- **Task directions**: Starting with the line that contains "#### Description", reproduce each line through the end of the listing below, with no other output.
━━━ Dataset
PR #38275, opened 2025-02-28
[receiver/pprof] New pprof receiver

atoulme:
#### Description
This is a PR for the skeleton of a pprofreceiver. See #38260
━━━━━━
- **Solution to this task**:
#### Description
This is a PR for the skeleton of a pprofreceiver. See #38260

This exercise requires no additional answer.